Since pushing content to a repository often requires to pull first and merge changes, then git-annex provides a more convenient way to perform all these operatations, through the sync command:

git annex sync origin --content

Internally, git annex sync --content performs the following steps:

  1. git commit
  2. git pull
  3. git merge
  4. git push
  5. git copy . --to=origin
  6. git annex get .

Notice that the last two steps will be avoided if --content is omitted. Moreover, had the standard group manual not being set in the local repository, then all files available on the storage server would have been copied locally. Anyway, if that happens, interrupting the retrieval with CTRL-C is safe.

Editing pre-existing files

If a <file> is stored with in the annex and changes to it needs to be made, then the file must be unlocked first:

git annex unlock <file>
...edit...edit...edit...
git annex add <file>
git commit -m "updated <file>"

Notice that git annex unlock <file> removes the symbolic link and copies the content of the file in its place, with write permission. This is a second copy of the file because the one . After changing the file, git-annex add and git commit can be performed as usual. Notice that, if you need to frequently change a file, it may be more convenient to store it with git instead of git-annex.

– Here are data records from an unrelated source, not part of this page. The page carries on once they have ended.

PR #1822, opened 2026-07-30
Give the concierge inbox a conversation state row

prakashUXtech:
Slice 1 of the Paw Bar owner inbox. The concierge log becomes a queue.

Today the dashboard can show an owner every conversation their site's concierge has had, and nothing else. There is no way to say "I've dealt with this one", "hide this until tomorrow", or "this one needs me". That is the gap between a transcript viewer and a support inbox, and it is the first of the six slices in `docs/design/drafts/2026-07-30-paw-bar-inbox-unified-thread.md`.

## What's here

A thin state row per conversation, `paw_bar_conversations`, keyed on `(widget_id, customer_ref)` — the same identity the concierge run stream already uses. It holds lifecycle and operator metadata only: state, whether the bot is paused, a snooze deadline, tags, private notes, a contact address, an unread counter. **No messages.** The transcript stays derived from the run docs, so there is one record of what was said and a separate one of how the owner is handling it.

Endpoints, all additive — the existing shapes are frozen contracts the dashboard already consumes:

| | |
|---|---|
| `GET .../site/{id}/conversations` | every existing field unchanged; each item gains `state`, `bot_paused`, `unread_for_owner`, `tags`, `snooze_until`, `contact_email`, `display_name`, `has_pending_action`. Response gains `counts` and an optional `?state=` filter |
| `PATCH .../site/{id}/conversations/{customer_ref}` | `{state?, snooze_until?, tags?, note?, bot_paused?}` → `{ok, conversation}` |
| `GET .../agent/{id}/conversations` | the same question asked of the agent: its sites' conversations unioned, each naming where it came from |

## Three decisions worth reviewing

**Backfill-free, deliberately.** The row is minted on a visitor's next message, or on the owner's first action on an older conversation. Nothing was migrated. A conversation with no row still lists, reading as a plain open conversation — every new field carries a safe default. The one visible consequence: `counts` only counts rows that exist, so on an old site the chips can sum to less than the rows on screen. Inventing totals for conversations we have no state for seemed worse than that.

**A visitor's message re-opens their conversation.** Closed or snoozed, it comes back to `open` the moment they write again. Every product in this class does this, and its absence reads as a lost customer. `needs_human` is the exception — it's already the top of the queue, so re-opening it would be a demotion.

**Snooze expiry is computed on read.** One SQL expression that every filter, count and row detail goes through. No sweeper, no cron: nothing scheduled that can fail quietly at 3am and leave a customer waiting past their snooze.

## Notes for review

- The PATCH gates on `paw_bar.manage`. The design named `paw_bar.write`, which doesn't exist — `manage` is this router's existing mutation action (both ADMIN). Say the word if you'd rather add a third action.
- `has_pending_action` reads the decision rows the Decisions list already reads. No second query into Instinct, whose rows are keyed by the widget owner rather than the tenant.
- A captured contact email is read from the decision row where it was left, never copied onto the conversation row — the PII invariant on that field says it lives in one place, and this owner-authed list is exactly who it was left for.
- The visitor-turn write is failure-soft. A store hiccup logs and the chat streams normally; the queue is at worst one message stale.
- Tenancy is checked at every new read and write: the site (or the agent) resolves workspace-scoped first, then its widget, then the rows. A cross-workspace caller gets a 404 that leaks nothing, including on the agent endpoint.

## Verification

- `tests/cloud/test_paw_bar_conversations.py` — 37 new tests: the additive-ALTER migration path on a legacy DB, upsert create/touch/auto-reopen (and the `needs_human` exception), snooze expiry across the row, filter and counts, the PATCH per field plus note-append and the 422s, the agent union across two widgets of one agent excluding a third agent's, cross-workspace refusal on every new read and write, legacy rows listing with defaults, and the failure-soft upsert driven through a real `POST /paw-bar/chat`.
- Full paw-bar set green: 361 passed (324 before, 37 new).
- `ruff check` and `ruff format --check` clean; both import-linter configs pass.
- `docs/concepts/concierge-knowledge.mdx` gains a "conversation queue" section.

Slice 2 (owner reply, the `bot_paused` gate, the visitor poll) stacks on this branch.

### DIFF
--- a/docs/concepts/concierge-knowledge.mdx
+++ b/docs/concepts/concierge-knowledge.mdx
@@ -151,6 +151,62 @@ decision about whether the site keeps a record of its visitors, not two.
 If the record cannot be read for any reason, the concierge answers without memory
 rather than failing the visitor's chat.
 
+## The conversation queue
+
+Those stored turns make a log. A log tells the owner what happened; it does not tell
+them what still needs them. Each conversation therefore carries a small state row —
+identified, like the runs themselves, by the site's widget and the visitor's handle.
+
+The row holds lifecycle and operator notes only: a state, whether the bot is paused,
+a snooze deadline, tags, private notes, a contact address, and an unread counter. No
+messages. The transcript stays derived from the run documents, so there is exactly
+one record of what was said and a separate one of how the owner is handling it.
+
+Four states, and one rule that matters more than the rest:
+
+| State | Meaning |
+|---|---|
+| `open` | live and in the default view |
+| `needs_human` | escalated — the visitor asked for a person, or the bot could not answer |
+| `snoozed` | hidden until a deadline the owner set |
+| `closed` | done |
+
+**A visitor's message re-opens their conversation.** Closed or snoozed, it comes
+back to `open` the moment they write again — a returning customer must land in the
+queue, not in an archive. The one exception is `needs_human`: that is already the
+top of the queue, so "re-opening" it would be a demotion.
+
+The row is created on a visitor's first message, and on the owner's first action on
+an older conversation. Nothing was backfilled when this shipped, and nothing needs
+to be: a conversation with no row still lists, reading as a plain open conversation.
+
+Snooze expiry is decided when the queue is read, not by a background sweep. A snooze
+that has passed shows up as open wherever the owner looks — the list, the filters,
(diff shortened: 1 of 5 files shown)


prakashUXtech:

PR #836, opened 2020-10-11
ent/privacy: initial privacy package

a8m:


entc/gen/template/privacy/privacy.tmpl
```diff
@@ -35,52 +39,22 @@ var (
...
-	decision, ok := ctx.Value(decisionCtxKey{}).(error)
-	if ok && errors.Is(decision, Allow) {
-		decision = nil
-	}
-	return decision, ok
-}
+var (
+	// DecisionContext creates a new context from the given parent context with
+	// a policy decision attach to it.
+	DecisionContext = privacy.DecisionContext
```
alexsn, line 45: Since go doesn't support `const` we shouldn't use `var` but a forward function instead.

entc/gen/template/privacy/privacy.tmpl
```diff
@@ -35,52 +39,22 @@ var (
...
+	// DecisionFromContext retrieves the policy decision from the context.
+	DecisionFromContext = privacy.DecisionFromContext
```
alexsn, line 47: Ditto

alexsn (changes requested):

PR #861, opened 2020-10-19
`notIn` support Selector like `in`

maxiloEmmmm:


dialect/sql/builder.go
```diff
@@ -1057,7 +1057,11 @@ func (p *Predicate) NotIn(col string, args ...interface{}) *Predicate {
 	return p.Append(func(b *Builder) {
 		b.Ident(col).WriteOp(OpNotIn)
 		b.Nested(func(b *Builder) {
-			b.Args(args...)
```
a8m, line 1060: Please add the same check with do in line 1007.

a8m (changes requested):

a8m (approved):

a8m:
Thanks for your contribution @maxiloEmmmm 😃

PR #874, opened 2020-10-21
Fix naming conflict for 'Client'

### LINKED ISSUE #873: Bug: Creating an entity named `Client` doesn't go well
### What happened
I created a new entity named `Client` and ran `go generate ./ent` successfully, but the resulting code had errors, so the application won't build. On some investigation I found that we are using a struct named `Client` in the generated code already which was getting mixed with the `Client` entity.

### How to reproduce
- Create an entity named `Client`, `entc init Client`
- Generate code, `go generate ./ent`
- Now try building the code

### Expected behavior
`entc` should generate code which is works in this case. If this is not feasible then we can atleast throw a warning during `entc generate` or `entc init` if the entity name equals one of the "restricted" names.

prmsrswt:
Added `'Client'` in the `globalIdent` list. Fixes #873

### DIFF
--- a/entc/gen/type.go
+++ b/entc/gen/type.go
@@ -1254,6 +1254,7 @@ var (
 		"AggregateFunc",
 		"As",
 		"Asc",
+		"Client",
 		"Count",
 		"Debug",
 		"Desc",


a8m:
Thanks for the fix @prmsrswt!

PR #882, opened 2020-10-25
doc: replace CreateX reference to SaveX

ernado:
Looks like `CreateX` was deprecated and this comment is slightly outdated.


a8m (approved):

a8m:
Thanks for your contribution @ernado

PR #893, opened 2020-10-28
feat: Postgres Native Enums

cliedeman:
Resolves https://github.com/facebook/ent/issues/872

```go
func (Person) Fields() []ent.Field {
	return []ent.Field{
		field.Int("id"),
		field.Enum("mood").GoType(mood.Mood("mood")).SchemaType(map[string]string{dialect.Postgres: "mood"}),
	}
}
```

Notes
- alter type is not used because it cannot run in a transaction and cannot remove types
- the current implementation will drop enum types that ent does not know about
- migration to and from enums are supported but this assumes that in the varchar -> enum case all the values are valid enum values


dialect/sql/schema/migrate.go
```diff
@@ -603,6 +647,13 @@ type sqlDialect interface {
 	alterColumns(table string, add, modify, drop []*Column) sql.Queries
 }
 
+type nativeEnumer interface {
```
cliedeman, line 650: could not think of a better name....

dialect/sql/schema/postgres_test.go
```diff
@@ -45,6 +45,8 @@ func TestPostgres_Create(t *testing.T) {
 			name: "no tables",
```
cliedeman, line 45: More tests need to be added for enum use cases

dialect/sql/schema/postgres.go
```diff
@@ -332,15 +347,241 @@ func (d *Postgres) addColumn(c *Column) *sql.ColumnBuilder {
...
+     pg_enum ON pg_enum.enumtypid = pg_type.oid
+         INNER JOIN pg_namespace on pg_namespace.oid = pg_type.typnamespace
+WHERE pg_namespace.nspname = current_schema()
+ORDER BY pg_type.typname, pg_enum.enumlabel`
+
+func (d *Postgres) enumChanges(ctx context.Context, tx dialect.Tx, tables ...*Table) (*enumChanges, error) {
+	expectedEnums := make(map[string]*NativeEnum)
+
+	for _, t := range tables {
+		// How do we retrieve annotation here?
```
cliedeman, line 380: We could alter behaviour using annotations but they do not seem to be copied from field to column

cliedeman:
Not sure why generate is failing

a8m:
Hey @cliedeman and thanks for adding this! It's really amazing.

I'll start giving it a look tomorrow, but I can say now, that I prefer to merge it in small chunks (split it into multiple PRs) - I can help you with that tomorrow. 

BTW, it is ready for review, or you still work on it?

cliedeman:
Hi @a8m It is ready for review. I only expect to add code. More unit tests and some validation of the enums (E.g. a user should not be allowed to specify the same enum on 2 different tables with differing values).

Happy to split it into chunks as you see fit

dialect/sql/schema/postgres.go
```diff
@@ -332,15 +347,241 @@ func (d *Postgres) addColumn(c *Column) *sql.ColumnBuilder {
...
+	for typeName := range enumsInUse {
+		var result sql.Result
+		err := tx.Exec(ctx, fmt.Sprintf("ALTER TYPE %s RENAME TO %s", typeName, typeTempName(typeName)), []interface{}{}, result)
+
+		if err != nil {
+			return err
+		}
+	}
+
+	// Step 2. Create new Enums
```
ernado, line 533: Can we use "new enum" strategy only as a fallback?

In situation where only new values are added to already existing enum, we can use just `ALTER TYPE ADD VALUE` .

cliedeman: alter type add value cannot run in a transaction. So if the migration failed we will leave the database in a 'dirty' state

ernado: Seems like it was changed recently?

> If ALTER TYPE ... ADD VALUE (the form that adds a new value to an enum type) is executed inside a transaction block, the new value cannot be used until after the transaction has been committed.

https://www.postgresql.org/docs/current/sql-altertype.html

Probably we can leave it as is and introduce opt-in optimization for that.

cliedeman: @ernado thats great information. Looks like its been added since 12.

cliedeman: I will be happy to add that in a followup pr. this one is already quite big

cliedeman:
@a8m I have converted this pr to draft while I split this out into smaller pr's.

I should get to it in the next few days

mvrahden:
Hi @cliedeman was there any update in the meantime on this topic?

juicycleff:
Really need this feature, worked around it by writing custom migrations just for enums, but now Atlas complains with the below error `ariga.io/atlas/sql/postgres.(*state).mayDropEnum` because I guess it does not know how to drop the enum

mvrahden:
> Really need this feature, worked around it by writing custom migrations just for enums, but now Atlas complains with the below error `ariga.io/atlas/sql/postgres.(*state).mayDropEnum` because I guess it does not know how to drop the enum

Try out https://github.com/mvrahden/go-enumer to generate enums. It has a compatibility option with `ent`

PR #894, opened 2020-10-28
To snake case file name - when we use **entc init CamelCaseEntity**

haoxins:


a8m:
Hey @haoxins and thanks for your contribution.

I actually prefer to stick with the same format that `entc` uses for codegen (lowercased names). I also don't like the idea that `init` and `gen` will use 2 different formats (`schema/user_group.go` and `ent/usergroup.go`).

haoxins:
make sense :)

haoxins:
@a8m a quick question, how about change the `gen template` filenames to snake case also?

`user_group_delete.go`

PR #904, opened 2020-10-30
entc/gen: fix typo in "MaskNotFound" func comment

ernado:
Found another typo ^^

Looks like after `go generate ./...` the `bindata.go` changed from ` os.FileMode(420)` to `os.FileMode(436)` which is weird, should I fix it?


a8m:
Hey @ernado and thanks for fixing this.

Please re-run `go generate ./...` from the root of the project. Regarding binddata, I'm not sure what's the problem, but if you find some, feel free to send a patch.

ernado:
```console
ernado@nexus:/src/ent$ go generate ./...
ernado@nexus:/src/ent$ git diff
```
I'm getting zero diff after running `go geneate ./...` in root and `git status` is not reporting any changed files :thinking:

ernado:
Probably os.FileMode(420) is causing that issue, I'll investigate and ping you when pipeline is green again.

ernado:
PTAL @a8m, I've fixed pipeline issues.

Note that I've updated bindata flags so this won't happen again for anyone.

a8m:
Thanks for your contribution @ernado 😃

PR #921, opened 2020-11-05
Fix 917

masseelch:
Currently model/stringer is defined as TypeTemplate so the String() method gets attached to the same file it was in before.

I can make a GraphTemplate out of it. What do you prefer?


entc/gen/template.go
```diff
@@ -61,6 +61,9 @@ var (
 		{
 			Name:   "model",
 			Format: pkgf("%s.go"),
+			ExtendPatterns: []string{
+				"model/stringer",
+			},
```
a8m, line 66: You can delete this as it's not a pattern.

a8m (approved):
Looks good except one minor comment. Please fix and I'll merge it.

a8m:
Wonderful @masseelch! Thanks for your contribution.

PR #926, opened 2020-11-07
fix: pk forces the Type of the numeric to be TypeInt so that the user defined id type is invalid

TargetLiu:
fix: pk forces the Type of the numeric to be TypeInt so that the user defined id type is invalid


a8m (approved):
Thanks for the fix @TargetLiu

PR #938, opened 2020-11-10
feat: Added Annotation Options

### LINKED ISSUE #924: Set ROCKSDB Engine for MySQL Table Migration
Hi, I am trying to use this tool to create a database in MySQL. But, I want to use ROCKSDB as engine. I couldn't find any setting to set the engine when running migration.

GORM Does it like this - db.Set("gorm:table_options", "ENGINE=InnoDB").AutoMigrate(&User{})
https://gorm.io/docs/migration.html#content-inner

dooven:
resolves #924 

Added `Option` field in the `Annotations` struct so that users can specify additional options like `ENGINE = INNODB` when creating a table

### DIFF
--- a/dialect/entsql/annotation.go
+++ b/dialect/entsql/annotation.go
@@ -34,6 +34,14 @@ type Annotation struct {
 	//	}
 	//
 	Collation string `json:"collation,omitempty"`
+
+	// Options defines the additional table options. For example:
+	//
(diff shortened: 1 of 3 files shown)


a8m (approved):

a8m:
Looks good @dooven! Thanks for adding this.

PR #949, opened 2020-11-14
fix invalid type, add an postgre type 'timestamp without time zone' to the scan colum

ssoor:
When the table already exists and has column the type is "timestamp without time zone", using migrate will return an error.

```
2020/11/14 05:09:34 failed printing schema changes: sql/schema: invalid type "timestamp without time zone" for column "create_time"
```
This is because when scanning column types, the corresponding ones are not processed.

### DIFF
--- a/dialect/sql/schema/postgres.go
+++ b/dialect/sql/schema/postgres.go
@@ -241,7 +241,7 @@ func (d *Postgres) scanColumn(c *Column, rows *sql.Rows) error {
 		c.Size = maxCharSize + 1
 	case "character", "character varying":
 		c.Type = field.TypeString
-	case "date", "time", "timestamp", "timestamp with time zone":
+	case "date", "time", "timestamp", "timestamp with time zone", "timestamp without time zone":
 		c.Type = field.TypeTime
 	case "bytea":
 		c.Type = field.TypeBytes


dialect/sql/schema/postgres.go
```diff
@@ -241,7 +241,7 @@ func (d *Postgres) scanColumn(c *Column, rows *sql.Rows) error {
 		c.Size = maxCharSize + 1
 	case "character", "character varying":
 		c.Type = field.TypeString
-	case "date", "time", "timestamp", "timestamp with time zone":
+	case "date", "time", "timestamp", "timestamp with time zone", "timestamp without time zone":
```
cliedeman, line 244: should timestamptz variations also be included?

a8m: I'm not sure. We need to check what is returned from `INFORMATION_SCHEMA` if the column was created with the `timestamptz` abbreviation.

a8m (approved):
Thanks for your contribution @ssoor

dialect/sql/schema/postgres.go
a8m: @ssoor, you're welcome to check that and contribute this in a different PR if it's needed.

PR #954, opened 2020-11-16
Feat/integer to string part2

cliedeman:
Added conversions that account for string max length.
Had to make some compromises on the tests because postgres does not support unsigned and uses smallint for both int8 and int16


dialect/sql/schema/schema.go
```diff
@@ -186,13 +187,45 @@ func (c *Column) ConvertibleTo(d *Column) bool {
...
 		return true
-	// Allow conversions to arbitrary length strings
-	case c.Type.Integer() && d.Type == field.TypeString && d.Size == 0:
+	case c.Type.Integer() && d.Type == field.TypeString && NumericConvertibleToString(c.Type, d.Size):
 		return true
 	}
 	return c.FloatType() && d.FloatType()
 }
 
+func NumericConvertibleToString(numericType field.Type, stringSize int64) bool {
```
a8m, line 196: Do we need this? What happens if we not check this, does the database reject the operation or it truncate the data?

entc/integration/migrate/entv2/schema/conversion.go
```diff
@@ -0,0 +1,32 @@
...
+		// Postgres uses the same type for int8 and int16
+		// Postgres loses unsigned so we have assume value is signed
+		field.String("int8_to_string").MaxLen(6),
+		field.String("uint8_to_string").MaxLen(6),
+		field.String("int16_to_string").MaxLen(6),
+		field.String("uint16_to_string").MaxLen(6),
+		field.String("int32_to_string").MaxLen(12),
+		field.String("uint32_to_string").MaxLen(12),
+		field.String("int64_to_string").MaxLen(21),
+		field.String("uint64_to_string").MaxLen(21),
```
a8m, line 30: Use `entsql.Annotation{Size: X}` instead.

dialect/sql/schema/schema.go
cliedeman: Hi @a8m both postgres and myql fail with value too long errors. I should have tested this first.

We can remove these checks then.

```
-- Mysql
create table conversion (
    col1 smallint not null
);

insert into conversion values (0), (1), (32767);

alter table conversion modify column col1 varchar(1);
[2020-11-19 07:22:39] [22001][1406] Data truncation: Data too long for column 'col1' at row 3
[2020-11-19 07:22:39] [22001][1406] Data too long for column 'col1' at row 3
```

```
-- Postgres
create table conversion (
    col1 smallint not null
);

insert into conversion values (0), (1), (32767);

alter table conversion alter column col1 set data type varchar(1);
[2020-11-19 07:25:30] [22001] ERROR: value too long for type character varying(1)
```

entc/integration/migrate/entv2/schema/conversion.go
cliedeman: updated

dialect/sql/schema/schema.go
a8m: Let's remove it then. 

We'll do it the same way we migrate non-unique columns to unique - if the database accepts this (no duplicates values), we fine with this. The same way here, if the table is empty, or doesn't contain invalid values the change should be accepted.

cliedeman: Done 👍

a8m:
Thanks @cliedeman for your contribution!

Issue: Changing a file without unlocking first

What happens if you attempt to edit a file without unlocking first? Files added with git-annex appears as symbolic links in the filesystem. An application, such as an editor, should warn that you are opening a link and not a file. Secondly, the content of the file, pointed by the link, is stored in .git/annex/objects/ and set as write-protected. This is the only copy of the content of the file in the local repository, that is why it is protected. The application attempting to write on this file should either fail, with permission denied, or clearly ask confirmation to write on a write protected file, e.g. Sublime Text 3. If the user insists to write on the file and the application allows that, basically the internal copy of git-annex is damaged. With git annex fsck <file>, git-annex will tell first that the local copy of the file is not good anymore and will put it in .git/annex/bad/. In order to solve such a situation, it is necessary to retrieve a pristine copy of the file, with git annex get <file>, then unlock it, re-editing again or copying the the file in .git/annex/bad/ on the unlocked file, then adding and committing.

git-annex for anonymous users

git clone http://storage-server.mydomain.com/labdata
cd labdata
git annex get <files>
[...]
git pull
git annex get <files>

Acknowledgment

Thanks to Michael Hanke's post, for inspiring parts of this tutorial and showing interesting solutions.

Thanks to Yaroslav Halchenko and Michael Hanke for their continuous effort in improving and maintaining NeuroDebian which, among many other things, provides Debian/Ubuntu repositories with the latest git-annex, within the package git-annex-standalone.

A special thank to Joey Hess, author of git-annex, for the beautiful and intriguing piece of software that sometimes tease us like a puzzle, like git does.